Were it proved that at certain periods fewer hermaphrodite beings were produced, and at certain other periods more, it would appear that the rising and falling, the periodic occurrence and disappearance of the woman movement in an unfailing rhythm of ebb and flow, was one of the expressions of the preponderance of masculine and feminine women with the concomitant greater or lesser desire for emancipation.

Obviously I do not take into account in relation to the woman question the large number of womanly women, the wives of the prolific artisan class whom economic pressure forces to factory or field labour. The connection between industrial progress and the woman question is much less close than is usually realised, especially by the Social Democratic Group. The relation between the mental energy required for intellectual and for industrial pursuits is even less. France, for instance, although it can boast three of the most famous women, has never had a successful woman’s movement, and yet in no other European country are there so many really businesslike, capable women. The struggle for the material necessities of life has nothing to do with the struggle for intellectual development, and a sharp distinction must be made between the two.

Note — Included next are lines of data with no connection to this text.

PR #175, opened 2015-11-04
Fix time heap drain

jcorbin:
Out of #173 

r @Raynos @kriskowal

### DIFF
--- a/time_heap.js
+++ b/time_heap.js
@@ -20,6 +20,8 @@
 
 'use strict';
 
+var process = require('process');
+
 var DRAIN_LOOP_MAX_DURATION = 100; // ms
 
 module.exports = TimeHeap;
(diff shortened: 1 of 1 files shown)


time_heap.js
```diff
@@ -123,6 +135,18 @@ TimeHeap.prototype.update = function update(item, now) {
...
+TimeHeap.prototype.scheduleDrainExpired =
+function scheduleDrainExpired(now) {
+    var self = this;
+
+    if (self.scheduledDrain) {
+        return;
+    }
+
+    self.scheduledDrain = now;
+    self.timers.setImmediate(self.boundDrainExpired);
```
Raynos: use the global one. mock timers does not implement `setImmediate()`

PR #178, opened 2015-11-05
Various lazy relay related cleanups.

Raynos:
All these cleanups make it easier to move the lazy relay
into a seperate file.

These are mostly about having the same semantics for lazy &
eager in the RelayHandler itself.

r: @jcorbin @rf


jcorbin:
:100: once tests green

PR #179, opened 2015-11-05
rewrite the test to be less flappppppppy

Raynos:
This test is annoying. All these drain tests are annoying

r: @jcorbin @rf


Raynos:
#fierce

PR #182, opened 2015-11-05
v2/handler: implement tchannel version init headers

jcorbin:
Implements https://github.com/uber/tchannel/pull/1398 

r @Raynos @kriskowal @rf 
cc @ShanniLi @breerly @prashantv


Raynos:
Lgtm.

PR #184, opened 2015-11-05
Clamp the maximum ttl in the relay.

Raynos:
We've had production problems where people accidentaly
set the time timeout to 1 million milliseconds (i.e. 16
minutes).

This change clamps the ttl to some sensible maximum for
safety reasons.

r: @jcorbin @rf


rf:
:+1: as soon as tests pass

PR #189, opened 2015-11-05
Add goals to peer draining

jcorbin:
Easy to accomodate now that we have the explicit `PeerDrain` object.  As
mentioned in early review for peer drain, we always wanted to have the ability
to say "and then ...".

This adds the two "and then ..."s that are used in Hyperbahn now/soon.

r @raynos @rf

### DIFF
--- a/drain.js
+++ b/drain.js
@@ -53,8 +53,8 @@ PeerDrain.prototype.extendLogInfo =
 function extendLogInfo(info) {
     var self = this;
 
-    info.drainTimeout = self.timeout;
     info.drainReason = self.reason;
+    info.drainTimeout = self.timeout;
     info.drainDirection = self.direction;
     info.drainStartedAt = self.startedAt;
     info.drainStoppedAt = self.stoppedAt;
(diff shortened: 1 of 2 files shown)


drain.js
```diff
@@ -142,6 +172,62 @@ function stop() {
...
+
+    var info = self.peer.extendLogInfo(self.extendLogInfo({
+        error: err
+    }));
+
+    if (err.type === 'tchannel.drain.peer.timed-out') {
+        self.peer.logger.warn(
+            'drain timed out, force closing connections',
+            info);
+    } else {
```
Raynos: `else if err` ?

drain.js
```diff
@@ -142,6 +172,62 @@ function stop() {
...
+
+    var info = self.peer.extendLogInfo(self.extendLogInfo({
+        error: err
+    }));
+
+    if (err.type === 'tchannel.drain.peer.timed-out') {
+        self.peer.logger.warn(
+            'drain timed out, force closing peer',
+            info);
+    } else {
```
Raynos: `else if err` ?

Raynos:
lgtm.

jcorbin:
Tested by `npm link` locally in https://github.com/uber/hyperbahn/pull/130

PR #190, opened 2015-11-06
peer heap benchmarks

rf:
The peer heap benchmarks I used to make it fast. One is for running in d8, and one uses the peer heap module directly.


Raynos:
Lgtm

PR #192, opened 2015-11-06
Fix streaming bug in as/http

Raynos:
We found a weird edgecase where we didnt send the response.

This fixes it by checking for the ended edgecase and sending
back the entire data.

r: @jcorbin @rf @Matt-Esch


rf:
ok lgtm once tests pass :+1:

The prospects of the movement for intellectual advance on the part of women are not very promising; but still less promising is another view, sometimes discussed in the same connection, the view that the human race is moving towards a complete sexual differentiation, a definite sexual dimorphism.

The latter view seems to me fundamentally untenable, because in the higher groups of the animal kingdom there is no evidence for the increase of sexual dimorphism. Worms and rotifers, many birds and the mandrills amongst the apes, have more advanced sexual dimorphism than man. On the view that such an increased sexual dimorphism were to be expected, the necessity for emancipation would gradually disappear as mankind became separated into the completely male and the completely female. On the other hand, the view that there will be periodical resurrections of the woman’s movement would reduce the whole affair to ridiculous impotence, making it only an ephemeral phase in the history of mankind.

A complete obliteration will be the fate of any emancipation movement which attempts to place the whole sex in a new relation to society, and to see in man its perpetual oppressor. A corps of Amazons might be formed, but as time went on the material for the corps would cease to occur. The history of the woman movement during the Renaissance and its complete disappearance contains a lesson for the advocates of women’s rights. Real intellectual freedom cannot be attained by an agitated mass; it must be fought for by the individual. Who is the enemy? What are the retarding influences?

The greatest, the one enemy of the emancipation of women is woman herself. It is left to the second part of my work to prove this.